WORK REQUEST →
Transcribe the data underneath exactly, keeping every word in place.

───── COLLECTED MATERIAL ─────

PR #1565, opened 2024-05-19
Add CfP scheduling sense-check

### LINKED ISSUE #1564: Sus proposal view
There are currently sometimes valid reasons for us having talks/etc in places/times that we would not automatically schedule them, and sometimes reasons why certain things are omitted. Ideally we fix all that for 2026, but for this year we could do with something that flags these things up so we can't miss them.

─────

FINAL ANSWER →
PR #1565, opened 2024-05-19
Add CfP scheduling sense-check

### LINKED ISSUE #1564: Sus proposal view
There are currently sometimes valid reasons for us having talks/etc in places/times that we would not automatically schedule them, and sometimes reasons why certain things are omitted. Ideally we fix all that for 2026, but for this year we could do with something that flags these things up so we can't miss them.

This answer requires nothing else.